14-го июля была объявлена мобилизация, потому как земля была хоть и не русская, а все же Россия, ибо входила в Империю вот уже ровно двести лет и четыре года. Памятник Великому на Александровском бульваре озабоченно и хмуро демонтируют, в то время как старуха собирает мужа на войну. Уложила белье, сверкающее и мытьем, и катаньем, гирлянду сушек в льняном мешочке, издающих веселый кастаньетный стук, и неизбежное льняное же вышитое полотенце, а сняв с вешалки столь неуместную сейчас выходную жилетку, остановилась. Муж вошел в комнату с таким же точно лицом, как на фотографии, и она вдруг кинулась к нему: «Гриша!..» Так стояли они, обнявшись: не старик и не старуха — Гриша и Матреша — и знать не знали, как им жить дальше.

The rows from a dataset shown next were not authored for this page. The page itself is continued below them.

PR #258, opened 2021-11-24
hal: common interface for all platforms

HBuczynski:
## Description

This PR is a part of changes made in [HBuczynski/syspage](https://github.com/phoenix-rtos/phoenix-rtos-kernel/commits/HBuczynski/syspage) branch. In order to provide better readability of review, the changes were separated into smaller pieces.

The following changes consist of:
 - adding common interface in hal directory,
 - adopting new interface for armv7a & armv7m,
 - changing timer interface

## Types of changes

## How Has This Been Tested?

- [ ] Tested by hand on: (imx6ull, zynq7000, imxrt106x, qemu-system-aarch64).

## Checklist:

## Special treatment


hal/armv7a/zynq7000/timer.c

Мешок, заботливо собранный женой, старику не пригодился, как и сам он оказался не пригоден к армейской службе, не говоря уж о войне, по причине единственного пломбированного зуба. Он выслушал объяснение пожилого фельдшера, застегнул рубаху, аккуратно высвободив зацепившийся за пуговицу крест, и вышел на улицу, бормоча в усы: «Мать Честная, Пресвятая Богородица!..», и не помнил, как ноги донесли до дому. Ничего не зная об этой войне, он знал только, что на любой войне убивают. Не боялся, что его убьют, — боялся убить. Ни трусом, ни храбрецом старик не был, а боялся по одной-единственной причине, простой и понятной: убивать нельзя. Всегда твердо это знал, а сейчас с каждым шагом ощущал кожей прикосновение креста под нательной рубахой.
Немцев в городе еще не было, хотя вражьи корабли заняли ближний порт; стало быть, скоро будут здесь. Витрину немецкого оптического магазина «Генрихъ Краузе и Сыновья» в Старом Городе безжалостно разгромили местные патриоты и их сыновья. Ира звонким голосом читала из газет про Бог весть где существующую Сербию, так ощутимо близкую Германию, и что царь клялся на Евангелии воевать до победного конца.